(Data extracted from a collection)
Issue #215, opened 2017-06-25
Gender-neutral responses


swapagarwal:
Some messages are gender-specific, like:
```
I'm sorry; I'm not sure I understand what you're trying to say sir.
Try typing "help" or "request"
```
Can (Should) we make them gender-neutral?

leegenes:
+1
Don't see added value in having a gendered answer, and do see potential for cases to detract from the bot's value for some users.

edadesd:
+1
It's a good thing to strive for.

ssummun54:
What about asking in the beginning for the sex and then he goes off of that. We could have a gender neutral option too

_Sent from my Huawei Nexus 6P using [FastHub](https://play.google.com/store/apps/details?id=com.fastaccess.github)_

swapagarwal:
We can get the gender from the User Profile API. 🎉 
Just like we're getting the name [here](https://github.com/swapagarwal/JARVIS-on-Messenger/blob/master/modules/__init__.py#L48), we can get more info about the [user](https://developers.facebook.com/docs/messenger-platform/user-profile).

leegenes:
Safest bet seems to be using name, if that's available.

pt2pham:
The gender is available in the API, names could include names that are applicable to both genders. 

_Sent from my Samsung SM-G930W8 using [FastHub](https://play.google.com/store/apps/details?id=com.fastaccess.github)_

leegenes:
@pt2pham - I guess I'm suggesting we skip gender. Just refer to people by name.

pt2pham:
@leegenes ah I see, had a misunderstanding. That seems to be the best solution I'd agree.

_Sent from my Samsung SM-G930W8 using [FastHub](https://play.google.com/store/apps/details?id=com.fastaccess.github)_

nicholassavini:
I agree with avoiding the concept of gender altogether. Some users may be equally turned off it were only presented as a binary option, and it seems to add little value to include gendered answers.

sync350:
Is anyone actively working on this? Looks like the general consensus is to avoid using genders, and to refer to the user by name instead. I'd love to try my hand at this. It's my first time working with this kind of project, so I can't make any promises, but I'm willing to give it a shot.

swapagarwal:
Based on the above discussions, the consensus is to avoid the concept of gender altogether.

PR #253, opened 2017-08-01
Gender-neutral responses #215

sync350:
Edited the file to remove "sir" from the response if the bot is unable to
respond to the query. This still leaves room for someone to add a replace
command to get the sender_name variable, and allow the bot to address the
user by name (such as within the other modules), but for right now this seems
to be the best way to stay gender neutral.
I was looking at using a replace function, but so far have had no such luck.

### DIFF
--- a/modules/__init__.py
+++ b/modules/__init__.py
@@ -61,4 +61,4 @@ def search(input, sender=None, postback=False):
                 return TextTemplate('Something didn\'t work as expected! I\'ll report this to my master.').get_message()
     else:
         return TextTemplate(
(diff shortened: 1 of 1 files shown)


aviral1701:
@swapagarwal @sync350 I would like to do the additional work of fetching the name variable and displaying it out!

sync350:
@aviral1701 @swapagarwal  That sounds fine to me :)

aviral1701:
Let's just for @swapagarwal to respond on this one,then we can start the new work!

swapagarwal:
Thanks @sync350! 👍 
@aviral1701 You may go ahead. 🏃

PR #255, opened 2017-08-02
Added support for both new and old API's response structure

ahmedsadman:
The newest version of wit.ai uses a different response structure. In this new structure, "intent" is NOT a separate key, instead it is integrated in "entities". 

So, when new contributors teaches the WIT ai to work with their module, they will face problems because JARVIS uses older api version which uses different response structure.

### DIFF
--- a/modules/__init__.py
+++ b/modules/__init__.py
@@ -29,7 +29,6 @@ def process_query(input):
         entities = data['outcomes'][0]['entities']
         confidence = data['outcomes'][0]['confidence'] if 'intent' not in data['outcomes'][0] \
             ['entities'] else data['outcomes'][0]['entities']['intent'][0]['confidence']
-        print intent, confidence
         if intent in src.__all__ and confidence > 0.5:
             return intent, entities
         else:
--- a/modules/__init__.py
+++ b/modules/__init__.py
@@ -24,9 +24,10 @@ def process_query(input):
             'Authorization': 'Bearer %s' % WIT_AI_ACCESS_TOKEN
         })
         data = r.json()
-        intent = data['outcomes'][0]['intent']
+        intent = data['outcomes'][0]['intent'] if 'intent' not in data['outcomes'][0]['entities'] else data['outcomes'][0]['entities']['intent'][0]['value']
         entities = data['outcomes'][0]['entities']
-        confidence = data['outcomes'][0]['confidence']
+        confidence = data['outcomes'][0]['confidence'] if 'intent' not in data['outcomes'][0]['entities'] else data['outcomes'][0]['entities']['intent'][0]['confidence']
+        print intent, confidence
         if intent in src.__all__ and confidence > 0.5:
             return intent, entities
         else:
--- a/modules/__init__.py
+++ b/modules/__init__.py
@@ -24,9 +24,11 @@ def process_query(input):
             'Authorization': 'Bearer %s' % WIT_AI_ACCESS_TOKEN
         })
         data = r.json()
-        intent = data['outcomes'][0]['intent'] if 'intent' not in data['outcomes'][0]['entities'] else data['outcomes'][0]['entities']['intent'][0]['value']
+        intent = data['outcomes'][0]['intent'] if 'intent' not in data['outcomes'][0] \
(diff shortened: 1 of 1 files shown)


modules/__init__.py
```diff
@@ -24,9 +24,10 @@ def process_query(input):
             'Authorization': 'Bearer %s' % WIT_AI_ACCESS_TOKEN
         })
         data = r.json()
-        intent = data['outcomes'][0]['intent']
+        intent = data['outcomes'][0]['intent'] if 'intent' not in data['outcomes'][0]['entities'] else data['outcomes'][0]['entities']['intent'][0]['value']
         entities = data['outcomes'][0]['entities']
-        confidence = data['outcomes'][0]['confidence']
+        confidence = data['outcomes'][0]['confidence'] if 'intent' not in data['outcomes'][0]['entities'] else data['outcomes'][0]['entities']['intent'][0]['confidence']
+        print intent, confidence
```
horrormyth: Do we need this?

modules/__init__.py
```diff
@@ -24,9 +24,10 @@ def process_query(input):
             'Authorization': 'Bearer %s' % WIT_AI_ACCESS_TOKEN
         })
         data = r.json()
-        intent = data['outcomes'][0]['intent']
+        intent = data['outcomes'][0]['intent'] if 'intent' not in data['outcomes'][0]['entities'] else data['outcomes'][0]['entities']['intent'][0]['value']
```
horrormyth: Could we follow PEP8 please,  https://www.python.org/dev/peps/pep-0008/#id19

horrormyth: If we could follow Could we follow PEP8 please, https://www.python.org/dev/peps/pep-0008/#id19 then that would be greate

modules/__init__.py
horrormyth: Do we need this

swapagarwal:
@ahmedsadman The data-training is done on wit console (independent of the version), and the code that calls Wit API includes the version (in jarvis). I'm not sure I understand how new users will face problems. Can you elaborate?
@horrormyth Thank you for taking the time to review! 🎁 I had included style-check bot a month back, but disabled it temporarily as it seemed to dishearten new contributors.

modules/__init__.py
ahmedsadman: Sorry, the print statement was for debugging purpose, I removed it in the latest commit.

modules/__init__.py
ahmedsadman: Commit done

astroengisci:
@swapagarwal I had the same problem when I was writing my dice extension. If you go into wit.ai, create a new bot, and sub in its access key, even though the request includes the version, the format is different. Somehow, "intent" is now included in the "entities" block of the JSON by default, rather than being it's own block right under "outcomes". Just like @ahmedsadman, I had to modify my local code for testing purposes. 

So, your wit.ai returns:

    "outcomes":
    {
        "intent":
        {
            // which module should handle it
        }
        "entities":
        {
            // stuff for the module to handle
        }
    }

However, with a new app made for testing purposes, it returns:

    "outcomes":
    {
        "entities":
        {
            "intent":
            {
                // which module should handle it
            }
            "some_other_entity":
            {
                // stuff for the module to handle
            }
        }
    }

swapagarwal:
@astroengisci Oh, it seems like new apps are getting the new structure. I suspect that since jarvis is an old app, it continues to get the old structure from wit to maintain backwards compatibility. I'll try creating a new app today, and see how it goes. Also, there must be some blog post mentioning these changes. That official link should have complete information on all the api changes in the new version.

ahmedsadman:
@swapagarwal  Thanks for the understanding. Please let me know if there is any update on this so that I can continue working on the soccer module. 

_Note: It's all up to you whether you want to create a new app (which is surely gonna take good amount of effort), but actually it's not necessary, because the code I submitted in this request can handle both new and old structure. In this way, new module creators would not face problem while using the latest version._

swapagarwal:
Opened https://github.com/wit-ai/wit/issues/697

PR #262, opened 2017-08-06
Fix channel results breaking Video search

FosterSamuel:
The video module should not abandon requests if a result is a channel link.

## Example Problem
If you say to JARVIS "linkin park videos", the last result is a channel link. This result causes JARVIS to abandon the search and default to the "I couldn't find any videos" message.

## Problem and Solution
Not all results from the YouTube API have `videoId` inside of `id`.

```python
item_url = 'https://www.youtube.com/watch?v=' + item['id']['videoId']
```

When the result is a channel link, it instead contains `channelId` inside of `id`. This pull request covers that reality with:
```python
try:
      # Video result from search
      item_url = 'https://www.youtube.com/watch?v=' + item['id']['videoId']
      buttons.add_web_url('YouTube Link', 'https://www.youtube.com/watch?v=' + item['id']['videoId'])
except:
      # Channel result from search
      item_url = 'https://www.youtube.com/channel/' + item['id']['channelId']      
```

Both results need a "Channel Link", but only one of them needs a "YouTube Link" button.

## Semantic Argument
Maybe a channel result when searching for videos is not right. The answer to this is to ignore channel results. If @swapagarwal wants that, I will go in that direction. 👍 

Regardless of direction, I do not believe the video module should give up on the search because of one channel result.

### DIFF
--- a/modules/src/video.py
+++ b/modules/src/video.py
@@ -21,11 +21,16 @@ def process(input, entities):
         template = GenericTemplate()
         for item in data['items']:
             title = item['snippet']['title']
-            item_url = 'https://www.youtube.com/watch?v=' + item['id']['videoId']
-            image_url = item['snippet']['thumbnails']['high']['url']
             subtitle = item['snippet']['channelTitle']
+            image_url = item['snippet']['thumbnails']['high']['url']
             buttons = ButtonTemplate()
-            buttons.add_web_url('YouTube Link', 'https://www.youtube.com/watch?v=' + item['id']['videoId'])
+            try:
+                # Video result from search
+                item_url = 'https://www.youtube.com/watch?v=' + item['id']['videoId']
+                buttons.add_web_url('YouTube Link', 'https://www.youtube.com/watch?v=' + item['id']['videoId'])
+            except:
+                # Channel result from search
+                item_url = 'https://www.youtube.com/channel/' + item['id']['channelId']
             buttons.add_web_url('Channel Link', 'https://www.youtube.com/channel/' + item['snippet']['channelId'])
             template.add_element(title=title, item_url=item_url, image_url=image_url, subtitle=subtitle,
                                  buttons=buttons.get_buttons())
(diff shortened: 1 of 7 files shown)


swapagarwal:
@FosterSamuel This is a really detailed write-up. Thanks for taking the time to deep-dive into the issue! 😄

modules/src/video.py
```diff
@@ -21,11 +21,16 @@ def process(input, entities):
...
+            image_url = item['snippet']['thumbnails']['high']['url']
             buttons = ButtonTemplate()
-            buttons.add_web_url('YouTube Link', 'https://www.youtube.com/watch?v=' + item['id']['videoId'])
+            try:
+                # Video result from search
+                item_url = 'https://www.youtube.com/watch?v=' + item['id']['videoId']
+                buttons.add_web_url('YouTube Link', 'https://www.youtube.com/watch?v=' + item['id']['videoId'])
+            except:
+                # Channel result from search
+                item_url = 'https://www.youtube.com/channel/' + item['id']['channelId']
```
swapagarwal: This might also result in an error, in case the result is of type `playlist`. See https://developers.google.com/youtube/v3/docs/search

FosterSamuel:
Gladly! 👍

Thank you for noticing the chance of a playlist result. I'll work on adding that soon! 

_Sent from my Google Nexus 6P using [FastHub](https://play.google.com/store/apps/details?id=com.fastaccess.github)_

FosterSamuel:
Gladly! 👍

Thank you for noticing the chance of a playlist result. I'll work on adding that soon!  

_Sent from my Google Nexus 6P using [FastHub](https://play.google.com/store/apps/details?id=com.fastaccess.github)_

FosterSamuel:
Gladly! 👍

Thank you for noticing the chance of a playlist result. I'll work on adding that soon!

FosterSamuel:
# Changes 
1. Removed `type=video` from API query to allow Playlist results 
2. Changed "YouTube Link" --> "Video Link" for clarity
3. Added code to handle all three types of results

swapagarwal:
If `type` was set to `video` before, how come `channel` was returned in response? 🤔

FosterSamuel:
@swapagarwal Not sure. Seems to be a less strict part of the YouTube API. 

If you use the first commit (with `type=video` in the query), it exposes the results of a search that may have channel results in it. The type only excluded playlists, for some reason. 

I can record a video example of this if you'd like further proof of the statements.

PR #265, opened 2017-08-09
wiki module:added images in case of Disambiguation

aviral1701:


aviral1701:
#265 fixed

aviral1701:
the test for time module fails! But I didn't even change the time module.

aviral1701:
Any Updates?

modules/src/wiki.py
```diff
@@ -40,7 +39,7 @@ def process(input, entities):
                     }
                 }
                 buttons.add_postback('Wikipedia Summary', payload)
-                template.add_element(title=data.title, item_url=data.url, image_url=image_url,
+                template.add_element(title=data.title, item_url=data.url, image_url=data.images[0],
```
swapagarwal: The `images` list might be empty. In that case, let's default to the current image_url.

aviral1701:
@swapagarwal Please review sir

swapagarwal:
Hey @aviral1701, I deployed this change to test it; but the output isn't that good. What do you think?

aviral1701:
@swapagarwal Ya result is not so good.May be we should stick with the wiki image only.

swapagarwal:
Can we get the main wiki image using some other API? If not, let's drop this.

swapagarwal:
Some relevant links I found:
https://www.mediawiki.org/wiki/Extension%3aPageImages
https://en.wikipedia.org/w/api.php?action=query&prop=pageimages&format=json&piprop=original&titles=facebook

aviral1701:
@swapagarwal Hey, sorry for late response,was busy with my midterms.
So I was thinking once we get the page IDs,we can make a simple request to the wikipedia api(Second link you mentioned) to fetch the main image.I have tested it and it works fine.

Issue #264, opened 2017-08-09
Add an api key wrapper


swapagarwal:
This extraction https://github.com/swapagarwal/JARVIS-on-Messenger/blob/master/modules/src/dictionary.py#L9 would be abstracted out to a util class.

edadesd:
I've started working on this. As it stands, I instantiate the class and then call a class method passing the name of the key or the data file variable name. The method then needs to retrieve the key from the environment, or failing that, from config.

edadesd:
Another way to do it would be to take the key name as a constructor argument and have the constructor store the key as an object variable which could then be retrieved from the object. 

Do you have any thoughts on which you would prefer?

luxorv:
Is this still an issue? I would like to work on this.

edadesd:
PR #266 is currently opened to address it. You could comment on that, or even open up your own PR if you want to implement it in a different way.

luxorv:
@edadesd seems like #266 solves the issue, I don't think more action is needed but to fix the test not passing in the code. Thanks for the quick response :)

Abdullah-alfadhel:
Hello, I was wondering if you want an Arabic translator? so the project can reach a wider audience.

PR #266, opened 2017-08-11
Add GetConfig class to abstract fetching keys/data files

edadesd:
Addresses Issue #264 by creating a GetConfig class in util.py that will fetch a key or data file from config.py. 

Create the object in a module and pass it the name of the key variable. The class keeps a dictionary mapping names to variables in the config file. Then retrieve the fetched value by accessing the GetConfig object's "result" variable. If you need another line from config.py, re-create the GetConfig object passing it the name of the next variable you want.


conormag94:
It might be a good idea to wrap the keys in config.py inside a dictionary (called "api_keys" or something) instead of having the dictionary inside this class. 

Then you could just use the class to load the key from config.api_keys. Any new API keys would only need to be added once in config.py instead of in two places.

edadesd:
@conormag94 Sounds good. And then once all of the modules have been updated to rely on the wrapper class, we can make the dictionary the base data structure for config.py.

edadesd:
The failure occurred in the test_book module, which this PR doesn't change at all. I wonder if the Wit AI isn't properly handling the query.
```

=================================== FAILURES ===================================

__________________________________ test_book ___________________________________

    def test_book():

        assert ('book' == modules.process_query('book timeline')[0])

        assert ('book' == modules.process_query('have you read harry potter?')[0])

>       assert ('book' == modules.process_query('little women book rating')[0])

E       assert 'book' == None

modules/tests/test_book.py:7: AssertionError
```

edadesd:
I'd like to give the keys in the config.py dict better mnemonic names, such as "music" so they're easier to recall when using them in a module. Does anyone think this would be helpful?

For example,
Old:
`'SPOTIFY_API_KEY': SPOTIFY_API_KEY,`

New:
`'music': SPOTIFY_API_KEY,`

edadesd:
Would it be preferable to have the wrapper class inside config.py to avoid the need for another file?

conormag94:
@edadesd Yeah I think it could probably go inside config.py for now. Unless @swapagarwal has any particular preference for this class.

edadesd:
Pushed a commit moving the wrapper class inside config.py

elpaxoudis:
Hello, I am trying to get involved in an open source project. I am trying to learn how all this ecosystem works here, so please be kind :)

Specifically, I stumbled upon this particular PR #266 which seems quite old. It seems like it's still open. Is that the case? I mean why is it not closed after almost 2 years?  Thanks in advance!

edadesd:
The basic reason is that people with commit access don't always have time to commit patches. I don't think the PR has been merged yet so the issue is still technically open. If you want to work on it, please feel free to!

elpaxoudis:
Cool, thanks for the quick reply. If I do work on it, I should make a new PR right? Referencing of course the issue and this PR.

edadesd:
Yeah, that would be a good way of handling it.

swapagarwal:
@edadesd 
HI Daniel
Thanks for your kind words towards the maintainers. I'll try to clean up issues / PRs this weekend to get ready for Hacktoberfest! 😇
Cheers.

Issue #260, opened 2017-08-06
Movie: Correct Rating


swapagarwal:
`happyness movie` returns Rating = 7.7
This rating is from TMDb: https://www.themoviedb.org/movie/1402-the-pursuit-of-happyness
IMDb rating is 8.0 (http://www.imdb.com/title/tt0454921/)

Options:
* Rename field "Average Rating" to "TMDb Rating"
* Retrieve and show IMDb rating

ahmedsadman:
I can work on this. There is no IMDB API available, so I want to do this: get the IMDB id from TMDB API, then use the IMDB id to construct a full IMDB website link, and scrape the Rating. Is that okay?
**And yes, can I work on this module while the WIT AI response problem still persists?** I think the AI is taught in the older version style, right?

swapagarwal:
Let's explore more options (avoid scraping). The Wit response structure update doesn't affect jarvis, for old as well as new modules. The effect is seen when you create a **new app** for testing purposes.

ahmedsadman:
Well, do you have any other option in mind? Please let me know.
And if wit response doesn't affect new modules, how do you propose to use WIT if I want to continue working on the Soccer module? I need to create new app so that I can train it about user inputs, right? And Soccer module is new of course. Frankly speaking, I am highly confused at this stage: At one time, you're saying that new modules are not affected, again, you're saying that effect is seen only when creating new apps. **So, how contributors can create new modules without creating new apps?**

swapagarwal:
New modules (soccer) in old app (jarvis) are not affected.
If you create new app (say jarvis-test), it will have new response structure.
While submitting a Pull Request, you only submit the module code. I'll train the new module (soccer) in old app (jarvis), so it'll have the old response structure. Hope that makes sense! 😅

ahmedsadman:
Oh! That's what I was asking for days. When I asked for help, some people in Gitter told me that I need to create own app in WIT to make module. I never knew that you were going to train that for me. 
It was the only barrier between me and soccer module, I will start on that right away!

swapagarwal:
So you can create your own app for testing purposes, till your module is integrated. Sorry for the misunderstanding! 😞

ahmedsadman:
Okay, about the IMDB rating: you already know that OMDB provides api that can fetch IMDB rating, what if we use OMDB just for fetching the Rating?

swapagarwal:
[...]

PR #268, opened 2017-08-11
Added ability to fetch IMDB rating

ahmedsadman:
Based on #260,
Now the Movie module can show both IMDB and TMDB ratings.


ahmedsadman:
The check failed because I imported a new module named "imdb". How can I fix this?

modules/src/movie.py
```diff
@@ -33,9 +36,16 @@ def process(input, entities):
             })
             data = r.json()
 
+        # fetch the rating from IMDB
+        imdb_id = data['imdb_id']
+        imdb_search = ia.search_movie(imdb_id)
```
swapagarwal: The `search_movie` method is useful when we are querying the movie using keywords. Here, we already have the IMDb ID. We can directly use the `get_movie` method here.

modules/src/movie.py
```diff
@@ -33,9 +36,16 @@ def process(input, entities):
...
+        imdb_search = imdb_search[0]
+        ia.update(imdb_search)
+
         template = TextTemplate('Title: ' + data['title'] +
                                 '\nYear: ' + data['release_date'][:4] +
-                                '\nAverage Rating: ' + str(data['vote_average']) + ' / 10' +
+                                '\nTMDB Rating: ' + str(data['vote_average']) + ' / 10' +
```
swapagarwal: Let's keep only one rating (imdb) here.

modules/src/movie.py
ahmedsadman: Done. I didn't know about get_movie.

modules/src/movie.py
ahmedsadman: Done

swapagarwal:
Thanks @ahmedsadman! 👍

PR #269, opened 2017-08-11
Changed 'offline' sources in README to 'JARVIS'

edadesd:
I thought that referring to the sources with local data files as "Offline" unnecessarily suggested that the modules weren't operational. So I changed their sources to "JARVIS" to show that the outputs are coming from data files within this project.


swapagarwal:
Makes sense! 💯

What you will do: Begin with the first line of the records and reproduce each line as is, ending with the line that holds "We can get the".

Expected answer:
Issue #215, opened 2017-06-25
Gender-neutral responses


swapagarwal:
Some messages are gender-specific, like:
```
I'm sorry; I'm not sure I understand what you're trying to say sir.
Try typing "help" or "request"
```
Can (Should) we make them gender-neutral?

leegenes:
+1
Don't see added value in having a gendered answer, and do see potential for cases to detract from the bot's value for some users.

edadesd:
+1
It's a good thing to strive for.

ssummun54:
What about asking in the beginning for the sex and then he goes off of that. We could have a gender neutral option too

_Sent from my Huawei Nexus 6P using [FastHub](https://play.google.com/store/apps/details?id=com.fastaccess.github)_

swapagarwal:
We can get the gender from the User Profile API. 🎉 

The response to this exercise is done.